TASK TO CARRY OUT – Even where a record seems odd, copy it exactly as it appears below.

Collected data entries
PR #20, opened 2018-11-12
filter out null geo dim

lucafuji:
Right now for geo join, we keep null geo dim values which is redundant and confusing. We need to remove those rows so that result won't contain null dim value

### DIFF
--- a/query/aql_compiler.go
+++ b/query/aql_compiler.go
@@ -280,6 +280,7 @@ func (qc *AQLQueryContext) matchGeoJoin(joinTableID int, mainTableSchema *memsto
 		pointTableID:  point.TableID,
 		pointColumnID: point.ColumnID,
 		dimIndex:      -1,
+		inOrOut:       true,
 	}
 
 	// Set column usage for geo points.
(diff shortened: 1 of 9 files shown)


query/aql_compiler.go
```diff
@@ -280,6 +280,7 @@ func (qc *AQLQueryContext) matchGeoJoin(joinTableID int, mainTableSchema *memsto
 		pointTableID:  point.TableID,
 		pointColumnID: point.ColumnID,
 		dimIndex:      -1,
+		inOrOut:       true,
```
jshencode: if we separate intersect and dimension write, we might need to add compiler check and fail geo join queries with inOrOut as false

lucafuji: We already fail it. 
see aql_compiler:677

if isCallRef && callRef.Name == geographyIntersectsCallName {
				qc.Error = utils.StackError(nil, "Not %s condition is not allowed", geographyIntersectsCallName)
				break
			}

jshencode: I see.

PR #22, opened 2018-11-15
Support missing eventtime upsert

jshencode:


memstore/ingestion.go
```diff
@@ -389,6 +413,10 @@ func writeBatchRecords(columnDeletions []bool,
 			if needToWrite {
 				vectorParty.SetDataValue(recordInfo.index, *newValue, IgnoreCount)
 			}
+
+			if isFirstEventTime {
+				batch.NumRecordsWithoutEventTime--
```
lucafuji: we can use null vector's numTrue

memstore/archiving.go
```diff
@@ -138,12 +141,24 @@ func (ss liveStoreSnapshot) createArchivingPatches(
 func (s *LiveStore) getBatchIDsToPurge(cutoff uint32) []int32 {
 	var batchIDs []int32
 	s.RLock()
+
+	s.tableSchema.RLock()
+	allowMissingEventTime := s.tableSchema.Schema.Config.AllowMissingEventTime
```
lucafuji: add validation for disallowing change AllowMissingEventTime from true to false

lucafuji:
LGTM except for the two issues I mentioned.

memstore/archiving.go
```diff
@@ -138,12 +141,24 @@ func (ss liveStoreSnapshot) createArchivingPatches(
...
 	for batchID, batch := range s.Batches {
 		if batchID >= s.LastReadRecord.BatchID {
 			continue
 		}
 
-		if _, maxValue := batch.Columns[0].(common.LiveVectorParty).GetMinMaxValue(); maxValue < cutoff {
+		timeColumn := batch.Columns[0]
+		if timeColumn != nil {
+			if _, maxValue := timeColumn.(common.LiveVectorParty).GetMinMaxValue(); maxValue < cutoff {
+				if !allowMissingEventTime || timeColumn.GetNonDefaultValueCount() == batch.Capacity || batch.MaxArrivalTime < cutoff {
```
voyager-dw: how the maxArrivalTime is chosen and updated? the no event timestamp event maybe updated with real timestamp, while some older event still has no timestamp. maybe no big issue

PR #25, opened 2018-11-16
fetch schema job impl

shz117:
- fetch schema job impl
 - ares controller client impl
 - updateTable impl in diskstore


metastore/schema_fetch.go
```diff
@@ -0,0 +1,136 @@
...
+	"github.com/uber/aresdb/utils"
+	"reflect"
+	"time"
+)
+
+// SchemaFetchJob is a job that periodically pings ares-controller and updates table schemas if applicable
+type SchemaFetchJob struct {
+	clusterName      string
+	hash             string
+	interval         int
```
jshencode: maybe rename to intervalInSeconds will be more clear

clients/controller.go
```diff
@@ -0,0 +1,100 @@
...
+	if err != nil {
+		return
+	}
+	var resp *http.Response
+	resp, err = c.c.Do(req)
+	if err != nil {
+		return
+	}
+	if resp.StatusCode != http.StatusOK {
+		err = utils.StackError(fmt.Errorf("controller client error fetching schema"), fmt.Sprintf("code %d", resp.StatusCode))
```
jshencode: controller error fetching schema could be just in the error message

cmd/cmd.go
```diff
@@ -152,6 +153,17 @@ func StartService(cfg common.AresServerConfig, logger bark.Logger, queryLogger b
 	batchStatsReporter := memstore.NewBatchStatsReporter(5*60, memStore, metaStore)
 	go batchStatsReporter.Run()
 
+	if cfg.ClusterName != "" {
```
jshencode: also, when we are in cluster mode, schema handler should be open only on debug port

api/schema_handler.go
```diff
@@ -128,6 +131,10 @@ func (handler *SchemaHandler) GetTable(w http.ResponseWriter, r *http.Request) {
 //    default: errorResponse
 //        200: noContentResponse
 func (handler *SchemaHandler) AddTable(w http.ResponseWriter, r *http.Request) {
+	if handler.isClusterMode {
```
jshencode: we can modify Register to just register the read/Get calls

shz117: i'm afraid that would confuse user with 404 error. 405 (not allowed) may make more sense?

cmd/cmd.go
shz117: does it make sense to still open read methods?

shz117: I was considering styx/subscriber will still need to read schema from instance during migration

clients/controller.go
shz117: what do you mean?

jshencode: "controller client error" could be in the message

api/schema_handler.go
jshencode: hmm... i think we can use router.Methods() to control the methods

PR #28, opened 2018-11-27
move initial schema fetch before memstore init

shz117:


cmd/cmd.go
```diff
@@ -73,6 +73,22 @@ func StartService(cfg common.AresServerConfig, logger bark.Logger, queryLogger b
...
+			logger.Fatal("Missing cluster name")
+		}
+		controllerClientCfg := cfg.Clients.Controller
+		if controllerClientCfg == nil {
+			logger.Fatal("Missing controller client config", err)
+		}
+		controllerClient := clients.NewControllerHTTPClient(controllerClientCfg.Host, controllerClientCfg.Port, controllerClientCfg.Headers)
+		schemaFetchJob := metastore.NewSchemaFetchJob(5*60, metaStore, metastore.NewTableSchameValidator(), controllerClient, cfg.Cluster.ClusterName, "")
+		// immediate initial fetch
+		schemaFetchJob.FetchSchema()
```
jshencode: also, we need to take a close look at the schema mutations to make sure it does not push to channels that have not been setup yet.

shz117: I think current pushSchemaChange already handles this case
```
func (dm *diskMetaStore) pushSchemaChange(table *common.Table) {
	if dm.tableSchemaWatcher != nil {
		dm.tableSchemaWatcher <- table
		<-dm.tableSchemaDone
	}
}
```

PR #29, opened 2018-11-30
add timeout for controller client

shz117:


common/config.go
```diff
@@ -49,6 +49,8 @@ type HTTPConfig struct {
 type ControllerConfig struct {
 	Host    string      `yaml:"host"`
 	Port    int         `yaml:"port"`
+	// Timeout for all requests in seconds. if < 0, will use default value 5
```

REPLY –
PR #20, opened 2018-11-12
filter out null geo dim

lucafuji:
Right now for geo join, we keep null geo dim values which is redundant and confusing. We need to remove those rows so that result won't contain null dim value

### DIFF
--- a/query/aql_compiler.go
+++ b/query/aql_compiler.go
@@ -280,6 +280,7 @@ func (qc *AQLQueryContext) matchGeoJoin(joinTableID int, mainTableSchema *memsto
 		pointTableID:  point.TableID,
 		pointColumnID: point.ColumnID,
 		dimIndex:      -1,
+		inOrOut:       true,
 	}
 
 	// Set column usage for geo points.
(diff shortened: 1 of 9 files shown)


query/aql_compiler.go
```diff
@@ -280,6 +280,7 @@ func (qc *AQLQueryContext) matchGeoJoin(joinTableID int, mainTableSchema *memsto
 		pointTableID:  point.TableID,
 		pointColumnID: point.ColumnID,
 		dimIndex:      -1,
+		inOrOut:       true,
```
jshencode: if we separate intersect and dimension write, we might need to add compiler check and fail geo join queries with inOrOut as false

lucafuji: We already fail it. 
see aql_compiler:677

if isCallRef && callRef.Name == geographyIntersectsCallName {
				qc.Error = utils.StackError(nil, "Not %s condition is not allowed", geographyIntersectsCallName)
				break
			}

jshencode: I see.

PR #22, opened 2018-11-15
Support missing eventtime upsert

jshencode:


memstore/ingestion.go
```diff
@@ -389,6 +413,10 @@ func writeBatchRecords(columnDeletions []bool,
 			if needToWrite {
 				vectorParty.SetDataValue(recordInfo.index, *newValue, IgnoreCount)
 			}
+
+			if isFirstEventTime {
+				batch.NumRecordsWithoutEventTime--
```
lucafuji: we can use null vector's numTrue

memstore/archiving.go
```diff
@@ -138,12 +141,24 @@ func (ss liveStoreSnapshot) createArchivingPatches(
 func (s *LiveStore) getBatchIDsToPurge(cutoff uint32) []int32 {
 	var batchIDs []int32
 	s.RLock()
+
+	s.tableSchema.RLock()
+	allowMissingEventTime := s.tableSchema.Schema.Config.AllowMissingEventTime
```
lucafuji: add validation for disallowing change AllowMissingEventTime from true to false

lucafuji:
LGTM except for the two issues I mentioned.

memstore/archiving.go
```diff
@@ -138,12 +141,24 @@ func (ss liveStoreSnapshot) createArchivingPatches(
...
 	for batchID, batch := range s.Batches {
 		if batchID >= s.LastReadRecord.BatchID {
 			continue
 		}
 
-		if _, maxValue := batch.Columns[0].(common.LiveVectorParty).GetMinMaxValue(); maxValue < cutoff {
+		timeColumn := batch.Columns[0]
+		if timeColumn != nil {
+			if _, maxValue := timeColumn.(common.LiveVectorParty).GetMinMaxValue(); maxValue < cutoff {
+				if !allowMissingEventTime || timeColumn.GetNonDefaultValueCount() == batch.Capacity || batch.MaxArrivalTime < cutoff {
```
voyager-dw: how the maxArrivalTime is chosen and updated? the no event timestamp event maybe updated with real timestamp, while some older event still has no timestamp. maybe no big issue

PR #25, opened 2018-11-16
fetch schema job impl

shz117:
- fetch schema job impl
 - ares controller client impl
 - updateTable impl in diskstore


metastore/schema_fetch.go
```diff
@@ -0,0 +1,136 @@
...
+	"github.com/uber/aresdb/utils"
+	"reflect"
+	"time"
+)
+
+// SchemaFetchJob is a job that periodically pings ares-controller and updates table schemas if applicable
+type SchemaFetchJob struct {
+	clusterName      string
+	hash             string
+	interval         int
```
jshencode: maybe rename to intervalInSeconds will be more clear

clients/controller.go
```diff
@@ -0,0 +1,100 @@
...
+	if err != nil {
+		return
+	}
+	var resp *http.Response
+	resp, err = c.c.Do(req)
+	if err != nil {
+		return
+	}
+	if resp.StatusCode != http.StatusOK {
+		err = utils.StackError(fmt.Errorf("controller client error fetching schema"), fmt.Sprintf("code %d", resp.StatusCode))
```
jshencode: controller error fetching schema could be just in the error message

cmd/cmd.go
```diff
@@ -152,6 +153,17 @@ func StartService(cfg common.AresServerConfig, logger bark.Logger, queryLogger b
 	batchStatsReporter := memstore.NewBatchStatsReporter(5*60, memStore, metaStore)
 	go batchStatsReporter.Run()
 
+	if cfg.ClusterName != "" {
```
jshencode: also, when we are in cluster mode, schema handler should be open only on debug port

api/schema_handler.go
```diff
@@ -128,6 +131,10 @@ func (handler *SchemaHandler) GetTable(w http.ResponseWriter, r *http.Request) {
 //    default: errorResponse
 //        200: noContentResponse
 func (handler *SchemaHandler) AddTable(w http.ResponseWriter, r *http.Request) {
+	if handler.isClusterMode {
```
jshencode: we can modify Register to just register the read/Get calls

shz117: i'm afraid that would confuse user with 404 error. 405 (not allowed) may make more sense?

cmd/cmd.go
shz117: does it make sense to still open read methods?

shz117: I was considering styx/subscriber will still need to read schema from instance during migration

clients/controller.go
shz117: what do you mean?

jshencode: "controller client error" could be in the message

api/schema_handler.go
jshencode: hmm... i think we can use router.Methods() to control the methods

PR #28, opened 2018-11-27
move initial schema fetch before memstore init

shz117:


cmd/cmd.go
```diff
@@ -73,6 +73,22 @@ func StartService(cfg common.AresServerConfig, logger bark.Logger, queryLogger b
...
+			logger.Fatal("Missing cluster name")
+		}
+		controllerClientCfg := cfg.Clients.Controller
+		if controllerClientCfg == nil {
+			logger.Fatal("Missing controller client config", err)
+		}
+		controllerClient := clients.NewControllerHTTPClient(controllerClientCfg.Host, controllerClientCfg.Port, controllerClientCfg.Headers)
+		schemaFetchJob := metastore.NewSchemaFetchJob(5*60, metaStore, metastore.NewTableSchameValidator(), controllerClient, cfg.Cluster.ClusterName, "")
+		// immediate initial fetch
+		schemaFetchJob.FetchSchema()
```
jshencode: also, we need to take a close look at the schema mutations to make sure it does not push to channels that have not been setup yet.

shz117: I think current pushSchemaChange already handles this case
```
func (dm *diskMetaStore) pushSchemaChange(table *common.Table) {
	if dm.tableSchemaWatcher != nil {
		dm.tableSchemaWatcher <- table
		<-dm.tableSchemaDone
	}
}
```

PR #29, opened 2018-11-30
add timeout for controller client

shz117:


common/config.go
```diff
@@ -49,6 +49,8 @@ type HTTPConfig struct {
 type ControllerConfig struct {
 	Host    string      `yaml:"host"`
 	Port    int         `yaml:"port"`
+	// Timeout for all requests in seconds. if < 0, will use default value 5
```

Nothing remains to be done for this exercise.